The other day, my kids were playing with a big cardboard box. Within the span of 45 minutes, it had transformed into a car, a submarine, a cave, an airplane, a mountain, then back to a car.
I am enthralled by the simple act of play. In a society that is increasingly dependent on television, computer, smartphone, video games, and electronic toys to entertain, I am inspired by my kids and their ability to delight in their own imagination.
It humbles me. Seriously.
How much of the world around me do I miss each day? How much joy do I pass by in my hurried pace?
As a parent, I constantly feel the urge to guide my kids in their play. Do this. Do that. No, that’s not what that’s for.
But it is me that needs to learn how to play again. To put down my phone. To stop thinking about the next errand or goal. To pause and live a moment. To recognize the immense value of the little things… the warmth of sun on my cheek, the scent of fresh dirt and mulch as I kneel by my veggie garden, the exhilarating splash of rainboots stomping through a puddle. I forget that delight and pleasure does not have to come prepackaged or scheduled.

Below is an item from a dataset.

PR #1084, opened 2025-04-18
Enable experimental 'AllowUnsafeAttribute' feature to continue supporting 6.1 development snapshot toolchains

stmontgomery:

As a pediatrician, I value the importance of play. I understand the role it plays in behavior, development, and yes, even future success. But as a parent, moreover as an adult, I forget the importance of unguided unstructured play on a daily basis, for my kids as well as for myself. Play gets shoved aside. It seems unproductive in a fast-paced society that values multi-tasking and expects immediate results.
So I am thankful to my kids for the reminder to slow down. They remind me in the form of contagious giggles, the look of wonder in their eyes, and their spontaneous stories about how they were under water in a submarine catching sharks and octopus.
I want to protect the precious time my kids spend in free play. Although play comes naturally, it is too often interrupted or squelched by my own agenda, however well-intentioned I may be. In the years to come, school and other activities will add increasing pressure to choose structure over creative freedom. Although there is value in structure, my kids remind me that some of the best moments in life are spontaneous and unexpected.